Shein mulls Hong Kong listing instead of London
The news: Chinese fast fashion retailer Shein is working toward listing in Hong Kong after plans to list in London stalled, according to media reports.
The numbers: Earlier this year, Shein was reportedly set to cut its valuation for a potential London listing to around USD50 billion ($77.6 billion), a sharp drop on the USD66 billion it had achieved in a funding round in 2023.
The context: Sources cited by Reuters said that Shein’s proposed initial public offering on the London Stock Exchange failed to gain approvals from Beijing, adding that the company is now aiming to file a draft prospectus with the Hong Kong stock exchange in the coming weeks.
The ecommerce giant is reportedly planning to go public there within the next 12 months.
A listing in Hong Kong would go against Shein’s original goal of going public abroad to establish itself as a global, rather than Chinese company, as well as increase its access to Western investors.
Shein has struggled to find a suitable IPO venue over the past few years, with the Singapore-based company abandoning its initial plans to list in the US after the company’s supply chain and labour practices came under scrutiny, before switching its efforts to a UK IPO.

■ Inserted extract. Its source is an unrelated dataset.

PR #65, opened 2018-03-01
Adds TemplateContext to property accessor delegates

paynecrl97:


paynecrl97:
Having access to the current TemplateContext allows for much more powerful member access delegates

The u-turn would mark a major hit to London’s struggling IPO market, with the city facing continued competition from other financial centres to attract (and retain) major listings.

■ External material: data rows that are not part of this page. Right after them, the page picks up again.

PR #67, opened 2018-03-01
Adding async and lazy initialization support

sebastienros:
`Register` accepts `async` methods
`SetValue` accepts factories to delay the value instantiation

/cc @paynecrl97

### DIFF
--- a/Fluid/MemberAccessStrategyExtensions.cs
+++ b/Fluid/MemberAccessStrategyExtensions.cs
@@ -2,6 +2,7 @@
 using System.Collections.Concurrent;
 using System.Collections.Generic;
 using System.Reflection;
+using System.Threading.Tasks;
 using Fluid.Accessors;
 
 namespace Fluid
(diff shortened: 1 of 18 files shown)


Fluid/MemberAccessStrategyExtensions.cs
```diff
@@ -162,6 +163,51 @@ public static void Register<T>(this IMemberAccessStrategy strategy, Func<T, stri
...
+        }
+
+        /// <summary>
+        /// Registers a type with a <see cref="Func{T, string, Task{Object}}"/> to retrieve any of
+        /// its property values.
+        /// </summary>
+        /// <param name="type">The type to register.</param>
+        /// <param name="name">The name of the property</param>
+        /// <param name="accessor">The <see cref="Func{T, string, Task{Object}}"/> instance used to retrieve the value.</param>
+        public static void Register<T>(this IMemberAccessStrategy strategy, string name, Func<T, string, Task<object>> accessor)
```
paynecrl97: Accessor should be `Func<T, Task<object>>` (i.e. no `string` arg). 

This argument is redundant because you're explicitly registering this accessor against a given property name, and so you already know the name of the property- no need for it to be passed in again.

**Also**- there's a copy/paste error in the summary of this method- `retrieve any of its property values` should read `retrieve the given property's value` (or similar).

See the methods I added yesterday.

Fluid/MemberAccessStrategyExtensions.cs
```diff
@@ -162,6 +163,51 @@ public static void Register<T>(this IMemberAccessStrategy strategy, Func<T, stri
...
+        }
+
+        /// <summary>
+        /// Registers a type with a <see cref="Func{T, string, TemplateContext, Task{Object}}"/> to retrieve any of
+        /// its property values.
+        /// </summary>
+        /// <param name="type">The type to register.</param>
+        /// <param name="name">The name of the property</param>
+        /// <param name="accessor">The <see cref="Func{T, string, TemplateContext, Task{Object}}"/> instance used to retrieve the value.</param>
+        public static void Register<T>(this IMemberAccessStrategy strategy, string name, Func<T, string, TemplateContext, Task<object>> accessor)
```
paynecrl97: See comments on above method

Fluid/TemplateContext.cs
```diff
@@ -130,5 +130,10 @@ public void SetValue(string name, object value)
         {
             SetValue(name, FluidValue.Create(value));
         }
+
+        public void SetValue<T>(string name, Func<T> factory)
+        {
+            SetValue(name, new FactoryValue<T>(factory));
```
paynecrl97: Should we provide an overload that passes in the `TemplateContext`?

Fluid/Values/FactoryValue.cs
```diff
@@ -0,0 +1,95 @@
+﻿using System;
+using System.Collections.Generic;
+using System.Globalization;
+using System.IO;
+using System.Text.Encodings.Web;
+using System.Threading.Tasks;
+
+namespace Fluid.Values
+{
+    public class FactoryValue<T> : FluidValue
```
paynecrl97: Should we also add a static `Create` method to maintain consistency with other `FuildValue`s?

Fluid/TemplateContext.cs
sebastienros: Not possible

Fluid/Values/FactoryValue.cs
sebastienros: Couldn't find any consistency so far, and that's ok like this,

sebastienros:
I updated the extension methods, I might have been too greedy on the generics though, but it works right now.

Having Shein list in Hong Kong would be a coup for the market, which has already completed the year’s largest IPO when CATL floated on its exchange earlier this month.

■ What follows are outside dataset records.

PR #77, opened 2018-08-05
Override the Create method to accept encode paramter

siyamandayubi:
In Orchard.Core, https://github.com/OrchardCMS/OrchardCore/blob/dev/src/OrchardCore.Modules/OrchardCore.Liquid/Startup.cs

we need to specify the encode parameter as by default, it encodes all input strings.

### DIFF
--- a/Fluid/Values/FluidValue.cs
+++ b/Fluid/Values/FluidValue.cs
@@ -52,6 +52,11 @@ namespace Fluid.Values
 
         public static FluidValue Create(object value)
         {
+            return Create(value, true);
+        }
+
+        public static FluidValue Create(object value, bool encode)
+        {
             if (value == null)
             {
                 return NilValue.Instance;
@@ -121,7 +126,7 @@ namespace Fluid.Values
 
                         case IEnumerable enumerable:
                             var fluidValues = new List<FluidValue>();
-                            foreach(var item in enumerable)
+                            foreach (var item in enumerable)
                             {
                                 fluidValues.Add(Create(item));
                             }
@@ -134,7 +139,7 @@ namespace Fluid.Values
                     return new DateTimeValue((DateTime)value);
                 case TypeCode.Char:
                 case TypeCode.String:
-                    return new StringValue(Convert.ToString(value, CultureInfo.InvariantCulture));
+                    return new StringValue(Convert.ToString(value, CultureInfo.InvariantCulture), encode);
                 default:
                     throw new InvalidOperationException();
             }


Fluid/Values/FluidValue.cs
```diff
@@ -121,7 +126,7 @@ public static FluidValue Create(object value)
 
                         case IEnumerable enumerable:
                             var fluidValues = new List<FluidValue>();
-                            foreach(var item in enumerable)
+                            foreach (var item in enumerable)
```
hishamco: Extra space after `foreach`

Fluid/Values/FluidValue.cs
```diff
@@ -51,6 +51,11 @@ public virtual bool IsNil()
         }
 
         public static FluidValue Create(object value)
+        {
+            return Create(value, true);
+        }
+
+        public static FluidValue Create(object value, bool encode)
```
hishamco: We can make it an optional parameter
```csharp
public static FluidValue Create(object value, bool encode = false)
```

siyamandayubi: Since signature Create(object value) has been used in several Lambda expressions as a type, making it to have optional parameter will force us to refactor all the cases. I think overriding the method is simpler solution and wouldn't break any usage

sebastienros:
I'd say that you will use `false` if you know it's an already encoded __string__ which means you know it's a sting and you can just return `new StringValue(value, false)`

siyamandayubi:
The use-case is in Orchard, where we use this Create method to add a TypeMapping for JObjects. We would not know the type of the property  in advance as it is used in Workflows (for example CreateContent activity). If we wouldn't override it here, (and then use the override version in Orchard) then we have two options to be able to display unicode content in Orchard. Either decode the contents before rendering, or copy the logic of the Create method to the added TypeMapping.

sebastienros:
You say uncode content, but do you mean HTML? In the case of HTML then the idea is that your template will use the `raw` tag or filter to output it. Otherwise it would make strings insecure by default.

siyamandayubi:
I mean, string with unicode characters.
For example, in the template, I have the following expression : Properties['name'] and let's say the value is something like this: سیامند ایوبی 
(btw, it is my name in persian characters)
In this case, the Fluid encodes the characters to something like #423;#533;#6443...;

And Orchard also renders it like that. 
#423;#533;#6443...;

sebastienros:
That makes more sense now. Looks like there is a double encoding then. It should encode once, not twice, there must be a bug somewhere which is not what you are fixing. This PR is just hiding the issue, I will try to repro with your example, that's good information.

sebastienros:
In Orchard did you just type this text in a text field and render it with a fluid template? Can you tell me how?

sebastienros:
I tried to repro the issue in orchard without success. I tried in a Title, in a Body (which was using `| raw` as it's supposed to contain html) then in a Text field, and every time I could see the correct text: `سیامند ایوبی` which was never encoded like you are stating. So I will need these repro steps ;)

sebastienros:
Let me add more information, in the case of the body, because I use `raw` the text is no encoded at all, and the raw unicode is rendered. However for the title and text field for which I didn't use `raw` then I could see `&#x633;&#x6CC;&#x627;&#x645;&#x646;&#x62F; &#x627;&#x6CC;&#x648;&#x628;&#x6CC;` but only in the HTML, so the final output on the browser works just fine. This is the behavior of the default html encoder in ASP.NET. I assume your issue is that you actually see `&#x633;&#x6CC;&#x627;&#x645;&#x646;&#x62F; &#x627;&#x6CC;&#x648;&#x628;&#x6CC;` in the browser output, right ? in which case I'll need a repro.

siyamandayubi:
I think these steps will reproduce it, 

- Let's  assume we have an JObject value in the Properties of a workflow. Let's say in Properties with a the key 'a'. and Let's assume the JObject has a property name with value سیامند ایوبی

- then we need a CreateContent activity in the workflow. Let's bind the title of new Content to {{ Properties['a']['name']}}

- By running the workflow, the new generated ContentItem will contain encoded characters &#x633;&#x6CC;&#x627;&#x645;&#x646

- Then by Viewing the ContentItem in Orchard, we will see &#x633;&#x6CC;&#x627;&#x645;&#x646.

- I guess the key here to repro it is using JObject.

I tried to fix it by creating ILiquidFilter that decode the value, didn't help. Then I tried to hide it :) using the generated PR.

here is the Template in the workflow

 ```
{
  "TitlePart": {
    "Title": "{{ Properties['Current_Video']['snippet']['title'] | decode }}"
  },
  "YoutubeVideo":{
  	"Youtube": {
			"EmbeddedAddress":"https://youtube.com/embed/{{ Properties['Current_Video'].id.videoId }}",
			"RawAddress":"https://youtube.com/watch?v={{ Properties['Current_Video'].id.videoId }}"
		},
	   "Description":{
			"Text":"{{ Properties['Current_Video']['snippet']['description'] }}"
		}
	},
	"ContainedPart":{
		"ListContentItemId": "{{Properties['contentItem_id']}}"
	}
}
```
And Properties['Current_Video'] contains a JObject

**Comment by siyamandayubi** [comment]
and the decode in the above example, (my failed try to avoid it), contains this

  ```
  public class DecodeFilter : ILiquidFilter
    {
        public async Task<FluidValue> ProcessAsync(FluidValue input, FilterArguments arguments, TemplateContext ctx)
        {
            string result = HttpUtility.HtmlDecode(input.ToStringValue());
            return await Task.FromResult(new StringValue(result));
        }
    }
```
The Filter doesn't work, because the value will be encoded after this

sebastienros:
Nope, the issue is in the workflow module, it's rendering some json string using liquid but is using the default encoder. The task should use the existing option while rendering the template to not html encode the result as it's not html.

siyamandayubi:
I attached the Fluid to Orchard and debug what happened in the Fluid

I thought, it was the fault of 
FluidValue.TypeMappings.Add(typeof(JValue), o => FluidValue.Create(((JValue)o).Value));

because for JObject, anyway it encodes the value, and maybe if we could say that 
FluidValue.TypeMappings.Add(typeof(JValue), o => FluidValue.Create(((JValue)o).Value, false));

then, it will not encode them.

But now I confused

Shein has been in hot water with the EU regulators which earlier this week ordered the company to tackle consumer protection breaches on its platform or risk fines.
Shein has also been caught up in the tensions between the US and China, having its goods initially hit with 145% tariffs on US imports as its supply chain is largely based in China. Shein did benefit from the “de minimis” exception for ecommerce packages under USD800 from China, but these goods are now subject to a minimum tariff of 30%.